In the Permian, wells in Glasscock County, TX, were completed with 1,500 pounds/foot in 50-foot cluster spacing. Two new wells have been flowing for about three months, with IP rates “about 30% above type curve,” McAllister said. Likewise in the Eagle Ford, Encana is using a new completion design with thin fluid and cluster spacing tighter than 25 feet to create a complex fracture system.

In three Eagle Ford wells that came on during the quarter using the design, Encana pumped about 2,400 pounds/foot of proppant “and saw no stress shadowing overwhelming any of the individual fractures,” he said. “This means all fractures are equally contributing to the well. These are early results, but through the first 30 days, we’re seeing 125% increase in productivity.”

The first two Austin Chalk wells in Karnes County, TX, within the Eagle Ford also improved, with IP rates testing at 2,000 boe/d and 3,100 boe/d. “At an 80% oil cut, these two wells combined have produced over 100,000 bbl of oil in 30 days from a total of just 7,000 feet of lateral,” he said.

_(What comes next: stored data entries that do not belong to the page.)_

PR #870, opened 2022-07-01
Contest enhancement

### LINKED ISSUE #250: Save should have the functionality for contests in the area of static analysis
This is more like a milestone.

nulls:
### What's done:
* Split loading\discovering tests and running of them
* Extract Github information from project entity to a dedicated one

It's part of #250


save-cloud-common/src/jvmMain/kotlin/com/saveourtool/save/entities/GithubLocation.kt
```diff
@@ -0,0 +1,36 @@
...
+/**
+ * Entity class with github repository information
+ * @property organization
+ * @property repository
+ * @property token it can be null for public repositories
+ * @property branch a specific branch name with test, otherwise default branch (main or master)
+ * @property subDirectory a path to test suites in repository, otherwise root directory
+ */
+@Entity
+class GithubLocation(
```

“We’re in the process of updating our inventory and expect to add at least 100 locations to our Eagle Ford inventory…We previously had zero Austin Chalk locations included. We also expect to spud at least three new Austin Chalk wells before year-end. We are maximizing capital productivity by utilizing our existing Eagle Ford facilities for this program.”

Results also are topping expectations in the Montney, where Encana has seen a step-change in well productivity, achieving up to 55% more output from new wells at Pipestone. In early October Encana highlighted two Pipestone wells that had average IPs over 30 days (IP30) of 900 b/d of condensate and a total of 1,400 boe/d.

“Since then, our two most recent Pipestone wells have passed 30 days of production,” McAllister said. “These two wells are even stronger with IP30s of 1,200 b/d and 2,400 boe/d…”

Innovation also is lowering costs. Since 2014, more than 70% of well cost reductions have been “structural, therefore, sustainable,” McAllister said. “The remaining 30% savings are a benchmark against 2014 service costs. While activity is picking up, we’re still a long way from 2014, when oil was $100/bbl.